Could you explain what wrong weights means and how you’ve checked it?
You could iterate the names of all registered parameters via model.named_parameters() which will then list all registered params.

I wrote about it already on stack overflow and in the lightning forum. Here are the links to stackoverflow and lightning. I flagged them as solved there because I thought your answer here solved the problem, however after a full training rotation I just found that it still consists.
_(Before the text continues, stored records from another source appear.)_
PR #16822, opened 2023-05-02
Update tutorial04.txt to make location of change explicit

fhightower:
This PR seeks to clarify where `question_id` was changed to `pk` to avoid any ambiguity or confusion.

### DIFF
--- a/docs/intro/tutorial04.txt
+++ b/docs/intro/tutorial04.txt
@@ -314,8 +314,8 @@ two views abstract the concepts of "display a list of objects" and
 
 * The :class:`~django.views.generic.detail.DetailView` generic view
   expects the primary key value captured from the URL to be called
-  ``"pk"``, so we've changed ``question_id`` to ``pk`` for the generic
-  views.
+  ``"pk"``, so we've changed ``question_id`` to ``pk`` in the URLconf
+  for the generic views.
 
 By default, the :class:`~django.views.generic.detail.DetailView` generic
 view uses a template called ``<app name>/<model name>_detail.html``.


nessita:
Hello @fhightower! Could you please clarify why do you think there is a confusion?

The tutorial Part 4 has a section that reads "amend URLconf" that explicitly talks about the param name:

image

IMHO the proposed changed does not add much, since "Amend views" comes right after "Amend URLconf" and the change should be clear to the reader if reading top-bottom.

kezabelle:
:wave: Hey. I know this got closed, but FWIW, I think @fhightower's proposed change (or something to that effect) does increase clarity. The text currently reads:

> The [...] generic view expects the primary key value captured from the URL to be called "pk", so we’ve changed question_id to pk for the generic views.

This would be all well and good, except the code snippet preceding this bullet point -- the changes being explained (`Amend views`) -- aren't relevant, and haven't actually been modified, because they've just been _introduced_; `pk` doesn't even appear in the GCBV definition, so we cannot have _changed_ anything, even in the process of deleting our previous implementations.
The line in question is actually just explaining _why_ the URLConf was amended (_in the previous section_, `Amend URLconf`) to use `<int:pk>` instead of `<int:question_id>`, which arguably could have been done under the
> Note that the name of the matched pattern in the path strings of the second and third patterns has changed

which doesn't currently explain _why_ I might need to note the change.

Explaining that the effective default for the CBV is `pk` is fine, and _good_, but if it doesn't correctly link the concept of the _urlconf_ parameter to the (hidden!) _CBV_ parameter (which is what this bullet point is notionally going for) then it ostensibly remains unexplained magic.

Or at least, that's my read of that part of the tutorial, naturally, YMMV.

nessita:
Hello @kezabelle! You have valid points. Would you consider opening a new PR addressing your more general concern? That is the lack of _why_s that you describe. We are always happy to review documentation improvements!

My suggestion for improving this part of the tutorial would be to swap instructions to modify views and urlconf: first have the reader modifying the views describing benefits of the generic views and their defaults, and only after then propose the change urlconf to comply with the `pk` default.

What do you think @fhightower @kezabelle?

nessita:
I created https://github.com/django/django/pull/16896 trying to sort what was discussed here.

PR #16828, opened 2023-05-04
Corrected code-block directives in docs.

jnns:
The combination of double colon before the block and `.. code-block: html` leads to the wrong formatting:

https://docs.djangoproject.com/en/4.2/ref/templates/builtins/#resetcycle

image


felixxm (commented):
@jnns Thanks :+1: I found one more.

pauloxnet (approved):

PR #16849, opened 2023-05-11
Fixed #34555 allows Fields to be added to Models in __init_subclass__ 

hottwaj:


charettes:
Thanks for the PoC @hottwaj, this is way less invasive than I initially envisioned. The fact it piggy backs of the `contributable_attrs` pattern and is isolated to `__init_subclass__` usage makes it unlikely to cause regressions.

PR #9519, opened 2018-01-02
Refactor a test case

srinivasreddy:

PR #8661, opened 2017-06-20
Fixed #21961 -- added support for database level on delete cascade

NickStefan:
Ticket https://code.djangoproject.com/ticket/21961

General Approach:
- I've added a `models.DB_CASCADE` option for `on_delete`. Its essentially, `DO_NOTHING`, but the ForeignKey field sets a flag that affects the sql strings in `/backends/base/schemas`.

Caveats for `models.DB_CASCADE` :
- does not support on_delete signals
- will not cascade delete multiple inherited tables as expected
- will not trigger CASCADE on another model. E.g. Model A points to model B, via -
 DB_CASCADE. Model B points to model C, via CASCADE. A will cascade delete B, B will django delete C, but deleting A will not delete C!
- ManyToMany with db level cascade delete will require manually defining a through table and setting the ForeignKeys as DB_CASCADE

Existing Packages:
- I originally proof of concept'd this as a postgres only external package https://github.com/NickStefan/django-db-cascade. I think we can actually support Postgres, MySQL, and even SQLite. With that scope, I believe its better as part of django.

Other relevant tickets if we wish to support SQLite ON DELETE CASCADE
- we'd need to enable `PRAGMA foreign_keys = 1`
- ticket: https://code.djangoproject.com/ticket/14204
- thread: https://groups.google.com/forum/#!topic/django-developers/_NpZ9K4hpv0 . 
- I'd be happy to do something related, but I wasn't sure where we could parameterize the option of setting the SQLite foreign key functionality. `settings.DATABASES.OPTIONS["PRAGMA_foreign_keys"]` has been suggested, but is that an appropriate use of the that dictionary? We'd have to pop off that kwarg before passing it to the Database connection.

PR #16851, opened 2023-05-12
Refs  #21961 : Add support for database-level cascading options [Draft]

Akash-Kumar-Sen:
Ticket : https://code.djangoproject.com/ticket/21961
Following PR : #14550


felixxm (commented):
@Akash-Kumar-Sen Thanks for this patch :+1: However, I found this proposition very confusing, you introduced a second parameter `on_delete_db` and a constant `DB_CASCADE` which does nothing but allow `on_delete_db` to be set, so `DB_CASCADE` has nothing to do with cascade deletion. Also, having two arguments creates sync issues. I don't see much value in the two arguments, especially since they are mutually exclusive.

Personally, I prefer Nick's [proposition](https://github.com/django/django/pull/8661) to introduce `DB_*` options and support them in `on_delete`.

adamchainz (changes requested):
💪 Strong start! I have some suggestions for the docs right now. I am excited to see this get into Django, it is a sorely missed feature, especially at scale.

django/db/models/fields/related.py
```diff
@@ -1030,8 +1036,59 @@ def _check_on_delete(self):
...
+            on_delete in [DB_CASCADE, DB_SET_NULL]
+            and hasattr(self.model, "_meta")
+            and any(
+                not parent._meta.abstract
+                for parent in self.model._meta.get_parent_list()
+            )
+        ):
+            return [
+                checks.Error(
+                    "Field specifies unsupported on_delete=DB_CASCADE, on "
```
LilyFoote, line 1049: #This check will trigger for both `DB_CASCADE` and `DB_SET_NULL`, but only one of these is mentioned in the error message. We should mention both or parametrise the error message.

The same applies below.

tests/db_level_on_delete/models.py
```diff
@@ -0,0 +1,78 @@
+from django.db import models
+
+
+class Foo(models.Model):
+    """Initial model named Foo"""
+
+    pass
```
LilyFoote, line 7: `pass` is technically not required when the class has a docstring. I think it would be tidier to remove it.

tests/db_level_on_delete/tests.py
```diff
@@ -0,0 +1,131 @@
...
+
+
+class DatabaseLevelOnDeleteTests(TestCase):
+    def test_deletion_on_nested_cascades(self):
+        foo = Foo.objects.create()
+        bar = Bar.objects.create(foo=foo)
+        baz = Baz.objects.create(bar=bar)
+
+        self.assertEqual(bar, Bar.objects.get(pk=bar.pk))
+        self.assertEqual(baz, Baz.objects.get(pk=baz.pk))
```
LilyFoote, line 23: I think we can remove these asserts.

tests/db_level_on_delete/tests.py
```diff
@@ -0,0 +1,131 @@
...
+
+        foo.delete()
+
+        with self.assertRaises(Bar.DoesNotExist):
+            Bar.objects.get(pk=bar.pk)
```
LilyFoote, line 28:
```suggestion
            bar.refresh_from_db()
```

tests/db_level_on_delete/tests.py
```diff
@@ -0,0 +1,131 @@
...
+
+        with self.assertRaises(Baz.DoesNotExist):
+            Baz.objects.get(pk=baz.pk)
```
LilyFoote, line 31:
```suggestion
            baz.refresh_from_db()
```

tests/db_level_on_delete/tests.py
```diff
@@ -0,0 +1,131 @@
...
+            Bar.objects.create(foo=foo)
+
+        for bar in Bar.objects.all():
+            for i in range(3):
+                Baz.objects.create(bar=bar)
+
+        # one is the deletion
+        # three select queries for Bar, SetNullBar and RestrictBar
+        with self.assertNumQueries(4):
+            foo.delete()
```
LilyFoote, line 101: I'm curious why we have three select queries here. Is that part of the database's own cascade logic or is that something we're doing in Django? If the latter, do we need to do it or can we optimise down to just one (delete) query?

tests/db_level_on_delete_checks/models.py
```diff
@@ -0,0 +1,14 @@
+from django.db import models
+
+
+class Foo(models.Model):
+    """Initial model named Foo"""
+
+    pass
```
LilyFoote, line 7: This `pass` can also be tidied away.

django/db/models/fields/related.py
```diff
@@ -1051,6 +1108,35 @@ def _check_unique(self, **kwargs):
...
+                (
+                    isinstance(rel, ForeignKey)
+                    and hasattr(rel.remote_field, "on_delete")
+                    and rel.remote_field.on_delete in [DB_CASCADE, DB_SET_NULL]
+                    and on_delete in [CASCADE, SET_NULL]
+                )
+                for rel in model._meta.get_fields()
+            )
+            for model in [item for item in related_models if hasattr(item, "_meta")]
+        )
```
LilyFoote, line 1136: I think this would be more readable as nested for loops with explicit early returns instead of nested comprehensions/generator expressions.

django/db/models/fields/related.py
```diff
@@ -1051,6 +1108,35 @@ def _check_unique(self, **kwargs):
...
+            for rel in model._meta.get_fields()
+            if rel.related_model and not rel.auto_created
+        ]
+        has_related_cascade_db = any(
+            any(
+                (
+                    isinstance(rel, ForeignKey)
+                    and hasattr(rel.remote_field, "on_delete")
+                    and rel.remote_field.on_delete in [DB_CASCADE, DB_SET_NULL]
+                    and on_delete in [CASCADE, SET_NULL]
```
LilyFoote, line 1131: I think we can check `on_delete in [CASCADE, SET_NULL]` just after we create the `on_delete` variable (currently line 1119 above) instead of in this double-nested loop.

django/db/models/fields/related.py
```diff
@@ -1051,6 +1108,35 @@ def _check_unique(self, **kwargs):
...
+                )
+                for rel in model._meta.get_fields()
```
LilyFoote, line 1133: I wonder if the we can make the error message more useful by explicitly calling out which `rel` is incompatible.

django/db/models/fields/related.py
```diff
@@ -1030,8 +1036,59 @@ def _check_on_delete(self):
...
+                or any(  # generic foreign key
+                    hasattr(field, "get_content_type")
+                    for field in self.model._meta.private_fields
+                )
+            )
+        ):
+            return [
+                checks.Error(
+                    "Field specifies unsupported on_delete=DB_CASCADE on model "
+                    "declaring a GenericForeignKey.",
```
LilyFoote, line 1075: It might be useful to specify which `field` is the incompatible generic relation or generic foreign key.

django/db/models/fields/related.py
```diff
@@ -1030,8 +1036,59 @@ def _check_on_delete(self):
...
                 )
             ]
-        else:
-            return []
+        elif (
+            on_delete in [DB_CASCADE, DB_SET_NULL]
+            and hasattr(self.model, "_meta")
+            and any(
+                not parent._meta.abstract
+                for parent in self.model._meta.get_parent_list()
```
LilyFoote, line 1044: It might be helpful to specify which parent model(s) (or `parent_ptr` field(s)) are incompatible.

LilyFoote (changes requested):
Looking good! I'm excited to see this land!

I have left some minor comments and questions that I think deserve a bit more thought.

tests/db_level_on_delete/tests.py
Akash-Kumar-Sen: Initially I thought this was the Database that was making the queries, but while working on [#9519](https://code.djangoproject.com/ticket/9519) I realized that it can be optimized further as the delete() method is fetching the related objects. Will update the patch soon.

django/db/models/fields/related.py
Akash-Kumar-Sen: Sounds good, will update the patch accordingly.

django/db/models/fields/related.py
Akash-Kumar-Sen: Then we have to move to a for loop instead of the `any()`

django/db/models/fields/related.py
Akash-Kumar-Sen: The field name is being passed, so I think this will not be necessary
```
db_level_on_delete_checks.SomeAnotherModel.field_name: (fields.E345) Field specifies unsupported on_delete=DB_CASCADE on model declaring a GenericForeignKey.
        HINT: Change the on_delete rule.
```

Akash-Kumar-Sen:
Thank you for the suggestions @LilyFoote . Updated the patch with the follwing : 
- Reduced the number of queries to exactly 1.
- Optimized the logic inside the nested for loops.
- Make the error messages more understandable.

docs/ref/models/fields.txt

In the lightning forum I also posted plots showing my exact problem, in general I describe the project in more detail there.

I don’t know if it is bad manner just posting links to other websites. Let me know if I should describe it here again.

Cross-posting the same question into multiple boards is potentially a huge waste of time as multiple users could debug the same issue, which is why I discourage it.

I fully understand, however I am debugging this for over 4 months now and my posts (also 1 month old already) did not got any answers, this is why I asked here again since it seems related to my problem. Also I do not know whether it is a torch, lightning or general problem. It would be nice if anyone could help or give a hint.